─── Extracted records ───

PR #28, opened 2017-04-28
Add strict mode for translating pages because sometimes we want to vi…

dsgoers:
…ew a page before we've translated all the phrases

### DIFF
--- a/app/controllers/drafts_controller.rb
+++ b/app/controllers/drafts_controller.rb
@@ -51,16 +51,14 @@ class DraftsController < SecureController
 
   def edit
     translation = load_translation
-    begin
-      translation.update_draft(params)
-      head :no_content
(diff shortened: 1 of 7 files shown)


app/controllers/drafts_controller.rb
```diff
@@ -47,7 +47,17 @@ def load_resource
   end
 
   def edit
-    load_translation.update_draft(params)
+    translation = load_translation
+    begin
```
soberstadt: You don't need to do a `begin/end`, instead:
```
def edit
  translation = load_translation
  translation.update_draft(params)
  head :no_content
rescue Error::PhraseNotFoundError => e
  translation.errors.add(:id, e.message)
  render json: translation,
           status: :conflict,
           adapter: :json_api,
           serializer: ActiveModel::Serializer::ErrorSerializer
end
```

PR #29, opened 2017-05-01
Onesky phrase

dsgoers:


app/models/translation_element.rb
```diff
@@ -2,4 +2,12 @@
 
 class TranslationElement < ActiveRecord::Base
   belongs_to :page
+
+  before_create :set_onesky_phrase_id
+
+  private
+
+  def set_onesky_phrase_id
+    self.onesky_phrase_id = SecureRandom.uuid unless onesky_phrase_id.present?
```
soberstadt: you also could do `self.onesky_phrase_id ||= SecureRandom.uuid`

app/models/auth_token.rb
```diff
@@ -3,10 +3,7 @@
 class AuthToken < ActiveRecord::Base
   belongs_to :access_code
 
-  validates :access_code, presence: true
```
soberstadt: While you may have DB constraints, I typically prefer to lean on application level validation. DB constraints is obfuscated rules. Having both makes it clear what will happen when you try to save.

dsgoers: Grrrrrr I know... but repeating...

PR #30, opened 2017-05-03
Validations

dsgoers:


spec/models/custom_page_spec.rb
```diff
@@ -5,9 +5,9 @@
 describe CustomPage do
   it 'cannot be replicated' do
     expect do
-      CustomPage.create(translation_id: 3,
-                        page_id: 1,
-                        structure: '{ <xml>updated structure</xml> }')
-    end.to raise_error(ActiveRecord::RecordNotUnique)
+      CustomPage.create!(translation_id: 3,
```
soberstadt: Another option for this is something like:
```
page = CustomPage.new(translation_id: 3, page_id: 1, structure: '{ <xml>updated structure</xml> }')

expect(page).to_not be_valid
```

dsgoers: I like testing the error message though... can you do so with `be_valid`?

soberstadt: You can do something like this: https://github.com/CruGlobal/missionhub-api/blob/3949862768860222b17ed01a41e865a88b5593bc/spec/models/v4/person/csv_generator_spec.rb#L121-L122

───

## Work to complete
Repeat the entries. Keep each one exactly as written.

## The answer
PR #28, opened 2017-04-28
Add strict mode for translating pages because sometimes we want to vi…

dsgoers:
…ew a page before we've translated all the phrases

### DIFF
--- a/app/controllers/drafts_controller.rb
+++ b/app/controllers/drafts_controller.rb
@@ -51,16 +51,14 @@ class DraftsController < SecureController
 
   def edit
     translation = load_translation
-    begin
-      translation.update_draft(params)
-      head :no_content
(diff shortened: 1 of 7 files shown)


app/controllers/drafts_controller.rb
```diff
@@ -47,7 +47,17 @@ def load_resource
   end
 
   def edit
-    load_translation.update_draft(params)
+    translation = load_translation
+    begin
```
soberstadt: You don't need to do a `begin/end`, instead:
```
def edit
  translation = load_translation
  translation.update_draft(params)
  head :no_content
rescue Error::PhraseNotFoundError => e
  translation.errors.add(:id, e.message)
  render json: translation,
           status: :conflict,
           adapter: :json_api,
           serializer: ActiveModel::Serializer::ErrorSerializer
end
```

PR #29, opened 2017-05-01
Onesky phrase

dsgoers:


app/models/translation_element.rb
```diff
@@ -2,4 +2,12 @@
 
 class TranslationElement < ActiveRecord::Base
   belongs_to :page
+
+  before_create :set_onesky_phrase_id
+
+  private
+
+  def set_onesky_phrase_id
+    self.onesky_phrase_id = SecureRandom.uuid unless onesky_phrase_id.present?
```
soberstadt: you also could do `self.onesky_phrase_id ||= SecureRandom.uuid`

app/models/auth_token.rb
```diff
@@ -3,10 +3,7 @@
 class AuthToken < ActiveRecord::Base
   belongs_to :access_code
 
-  validates :access_code, presence: true
```
soberstadt: While you may have DB constraints, I typically prefer to lean on application level validation. DB constraints is obfuscated rules. Having both makes it clear what will happen when you try to save.

dsgoers: Grrrrrr I know... but repeating...

PR #30, opened 2017-05-03
Validations

dsgoers:


spec/models/custom_page_spec.rb
```diff
@@ -5,9 +5,9 @@
 describe CustomPage do
   it 'cannot be replicated' do
     expect do
-      CustomPage.create(translation_id: 3,
-                        page_id: 1,
-                        structure: '{ <xml>updated structure</xml> }')
-    end.to raise_error(ActiveRecord::RecordNotUnique)
+      CustomPage.create!(translation_id: 3,
```
soberstadt: Another option for this is something like:
```
page = CustomPage.new(translation_id: 3, page_id: 1, structure: '{ <xml>updated structure</xml> }')

expect(page).to_not be_valid
```

dsgoers: I like testing the error message though... can you do so with `be_valid`?

soberstadt: You can do something like this: https://github.com/CruGlobal/missionhub-api/blob/3949862768860222b17ed01a41e865a88b5593bc/spec/models/v4/person/csv_generator_spec.rb#L121-L122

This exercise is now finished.